Glackens’ friend, artist Jerome Myers, recalls in his autobiography Artist In Manhattan his visits with Glackens: “The studio home of William Glackens, on Ninth Street just off Fifth Avenue, partook of the charm of this fine, boasted period. It was a delightful privilege for my wife and me to participate occasionally in the at-homes of the Glackens[es] during the season. Surrounded by the masterpieces of William Glackens, friends would gather in congenial remembrance: Edith Glackens, always an amusing hostess; William Glackens, quietly reminiscing with his companions. The young Glackens[es], Lenna and Ira, filled out the family picture, happy with their young artist friends, as well as with older friends who had known them since childhood. Of the latter were Everett Shinn and Guy Pène du Bois….the whole scene [was] imbued with the spirit of a New York that is now passing.”

By 1910, Glackens began to concentrate on a “highly personal coloristic style” which represented a break from the Ashcan approach to art. It was, his biographer William Gerdts wrote, “his conversion to mainstream Impressionism.” His work was often compared to that of Renoir, to the point that he was called “the American Renoir.” Glackens’ response to this criticism was always the same: “Can you think of a better man to follow than Renoir?” In aesthetic terms, Glackens’ link to his friends who were a part of the Ashcan movement was always tenuous. Ultimately, Glackens was a “pure” painter for whom the sensuousness of the art form was paramount, not a social chronicler or an artist with a bent for politics or provocation.

At this time, millionaire-inventor Albert C. Barnes, a classmate and friend from Central High School, began to study and collect modern art. He commissioned Glackens to buy him some “advanced” works while on a trip to Paris. Glackens returned from Paris with about twenty paintings, which included works by Cézanne, Renoir, Manet, and Matisse, formed the core of what became the Barnes Foundation Collection. Glackens also advised Barnes on later art movements and purchases. Among New York artists, Glackens was known for his sophisticated eye and his wide and cosmopolitan tastes. Not surprisingly, he was less unnerved by the European modernism of the 1913 Armory Show than some of his Ashcan colleagues who saw that exhibition as a threat to American realist art.

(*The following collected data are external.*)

PR #2038, opened 2014-04-24
CIDEVMI-1178 Updates ion-functions

cwingard:
Corrects volt to millivolt conversion for calculation of OPTPARW from the PARAD-K on the WFP.


cwingard:
@jamie-cyber1 Ready for review and merge

PR #2047, opened 2014-04-29
un-skip platform-agent/mission-execution tests

carueda:


carueda:
@edwardhunter  review/merge

Note the TODO about pending adjustment in PA to check child state before attempting sending command.

My local testing looks like:

```
bin/nosetests -sv --nologcapture  --with-pycc ion/agents/platform/test/test_mission_manager.py
...
----------------------------------------------------------------------
Ran 2 tests in 222.158s

OK
```

(so, per Bob's recent adjustment in the test mission file, this went from ~ 600 secs down to 222 secs)

PR #2048, opened 2014-04-29
OOIION-1823: Correct OOI preload of generated resource attributes

mmeisinger:


mmeisinger:
@jamie-cyber1 please merge

PR #2052, opened 2014-05-01
Bump pyon

lukecampbell:
Adds in environment variable check before executing force_clean in PyonTestCase.


jamie-cyber1:
This was a great catch!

In 1916, Glackens served as the president of the newly founded Society of Independent Artists, whose mission was to provide broader exhibition opportunities for lesser-known artists. He continued to travel to France between 1925 and 1935 to study the work of the Impressionists and the Post-Impressionists. His paintings received gold medals from annual exhibitions at the Pennsylvania Academy of Fine Arts in 1933 and again in 1936. In contrast to many of his friends among The Eight, such as Sloan and Luks, whose personal lives were turbulent and whose finances were uncertain, Glackens enjoyed a happy marriage, a contented home life, and a steady career, though by the 1930s he was seen by a younger generation interested in abstraction, surrealism, and political art as an old-fashioned artist.

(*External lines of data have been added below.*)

PR #2055, opened 2014-05-02
M193 - SiteDataProducts

kwilcox:
- Attempt to create SiteDataProducts in preload.  Emphasis on "Attempt".  The test that preloads alpha to test SiteDataProducts fails.  The tests in which the resources are manually created all pass.
- Creates the "withinDeployment" association when a deployment is activated. This association is never deleted.
- Creates the "hasPrimaryDeployment" association when a deployment is activated. This association is deleted on deactivation.
- Requires new preload column 'stream_configurations' on the [Platform|Instrument]Site sheets.

### DIFF
--- a/ion/processes/bootstrap/ion_loader.py
+++ b/ion/processes/bootstrap/ion_loader.py
@@ -92,7 +92,7 @@ from coverage_model import NumexprFunction, PythonFunction, QuantityType, Parame
 
 from interface import objects
 from interface.objects import StreamAlertType, PortTypeEnum, StreamConfigurationType, ParameterFunction as ParameterFunctionResource
-from interface.objects import DataProcessDefinition, DataProcessTypeEnum, StreamConfiguration
+from interface.objects import DataProcessDefinition, DataProcessTypeEnum, StreamConfiguration, StreamDefinition, DataProduct, DataProductTypeEnum
 
 from ooi.timer import Accumulator, Timer
 stats = Accumulator(persist=True)
@@ -1649,11 +1649,17 @@ class IONLoader(ImmediateProcess):
     def _load_PlatformSite(self, row):
         constraints = self._get_constraints(row, type='PlatformSite')
         coordinate_name = row['coordinate_system']
+        coordinate_reference_system = self.resource_ids[coordinate_name] if coordinate_name else None
+        # Get StreamConfiguration objects by the ID in stream_configurations row
+        stream_configurations = []
+        if "stream_configurations" in row and row['stream_configurations']:
+            stream_configurations = map(lambda x: self.stream_config[x], row['stream_configurations'].split(","))
 
         res_id = self._basic_resource_create(row, "PlatformSite", "ps/",
             "observatory_management", "create_platform_site",
             constraints=constraints, constraint_field='constraint_list',
-            set_attributes=dict(coordinate_reference_system=self.resource_ids[coordinate_name]) if coordinate_name else None,
+            set_attributes=dict(coordinate_reference_system=coordinate_reference_system,
+                                stream_configurations=stream_configurations),
             support_bulk=True)
 
         if self.bulk:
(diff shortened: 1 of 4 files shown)


kwilcox:
PS this is only for review @edwardhunter @mmeisinger @MauriceManning

MauriceManning:
:+1:  very nice

mmeisinger:
Looks like a very nice expansion of the system.
I cannot not see any issues reading the code. You used the patterns of preload well. I'm sorry if it was a pain to get there. For a dev new on the project, this is a feat that not many accomplished. This is probably one of the most sophisticated pieces of the system. Excellent work!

Glackens died suddenly while vacationing in Westport, Connecticut on May 22, 1938. He was interred at Cedar Hill Cemetery in Hartford, Connecticut. His posthumous retrospective at the Whitney Museum of American Art several months later, also shown at the Carnegie Institute at Pittsburgh, was well received. His legacy is linked to that of the Ashcan school and The Eight. Although he distanced himself from some of their ideals, William Glackens continued to be considered an integral part of the realist movement in American art.